What this book covers
Chapter 1, Scala Essentials for Data Engineers, introduces Scala in data engineering, recognizing its importance due to type safety, adoption by major companies such as Netflix and Airbnb, native integration with Spark, fostering a software engineering mindset, and its versatility in both object-oriented and functional programming. The chapter covers concepts such as functional programming, objects, classes, higher-order functions, polymorphism, variance, option types, collections, pattern matching, and implicits in Scala.
Chapter 2, Environment Setup, presents two data engineering pipeline development environments. The first, a cloud-based setup, offers portability and easy access but incurs costs for system maintenance. The second involves local machine utilization, requiring a setup but avoiding cloud expenses.
Chapter 3, An Introduction to Apache Spark and Its APIs – DataFrame, Dataset, and Spark SQL, focuses on Apache Spark as a leading distributed data processing framework. It emphasizes handling large data volumes across machine clusters. Topics include working with Spark, building Spark applications with Scala, and comprehending Spark’s Dataset and DataFrame APIs for effective data processing.
Chapter 4, Working with Databases, dives into relational databases’ utilization within data pipelines, emphasizing efficiency in reading from and writing to databases. It covers the Spark API and building a straightforward database library, exploring Spark’s JDBC API, loading configurations, creating an interface, and executing multiple database operations.
Chapter 5, Object Stores and Data Lakes, discusses the evolution from traditional databases to the era of data lakes and lakehouses, due to surges in data volumes. The focus will be on object stores, which are fundamental for both data lakes and lake houses.
Chapter 6, Understanding Data Transformation, goes deeper into essential Spark skills for data engineers aiming to transform data for downstream use cases. It covers advanced Spark topics such as the distinctions between transformations and actions, aggregation, grouping, joining data, utilizing window functions, and handling complex dataset types.
Chapter 7, Data Profiling and Data Quality, stresses the importance of data quality checks in preventing issues downstream. It introduces the Deequ library, an open source tool by Amazon, for defining checks, performing analysis, suggesting constraints, and storing metrics.
Chapter 8, Test-Driven Development, Code Health, and Maintainability discusses software development best practices applied to data engineering, defect identification, code consistency, and security. It introduces Test-Driven Development (TDD), unit tests, integration tests, code coverage checks, static code analysis, and the importance of linting and code style for development practices.
Chapter 9, CI/CD with GitHub, introduces Continuous Integration/Continuous Delivery (CI/CD) concepts in Scala data engineering projects using GitHub. It explains CI/CD as automated testing and deployment, aiming for rapid iteration, error reduction, and consistent quality.
Chapter 10, Data Pipeline Orchestration, focuses on data pipeline orchestration, emphasizing the need for seamless task coordination and failure notification. It introduces tools such as Apache Airflow, Argo, Databricks Workflows, and Azure Data Factory.

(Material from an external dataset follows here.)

PR #919, opened 2024-05-27
Include Beta 21 rc13 fixes

jkilpatr:
See the individual commit messages for more details. This is catching up on all the features from the beta21 branches in beta21rc9 -> beta21rc13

Chapter 11, Performance Tuning, emphasizes the critical role of the Spark UI in optimizing performance. It covers topics such as the Spark UI basics, performance tuning, computing resource optimization, understanding data skewing, indexing, and partitioning.
Chapter 12, Building Batch Pipelines Using Spark and Scala, combines all of your previously learned skills to construct a batch pipeline. It stresses the significance of batch processing, leveraging Apache Spark’s distributed processing and Scala’s versatility. The topics cover a typical business use case, medallion architecture, batch data ingestion, transformation, quality checks, loading into a serving layer, and pipeline orchestration.
Chapter 13, Building Streaming Pipelines Using Spark and Scala, focuses on constructing a streaming pipeline, emphasizing real-time data ingestion using Azure Event Hubs, configured as Apache Kafka for Spark integration. It employs Spark’s Structured Streaming and Scala for efficient data handling. Topics include use case understanding, streaming data ingestion, transformation, serving layer loading, and orchestration, aiming to equip you with the skills to develop and implement similar pipelines in your organizations.